Give the line containing "Removes warning for" again, exactly, along with all later lines of the entries, through the last one.
%%
PR #5678, opened 2023-04-10
Removes experimental warning from ext-install and deploy

joehan:
### Description
Removes warning for experimental extensions from ext:install and deploy. Leaving the EAP warnings as is for now, since the language still seems relevant.


apascal07 (approved):
Nice, thanks!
%%
» **EXERCISE RESULT**:
Removes warning for experimental extensions from ext:install and deploy. Leaving the EAP warnings as is for now, since the language still seems relevant.


apascal07 (approved):
Nice, thanks!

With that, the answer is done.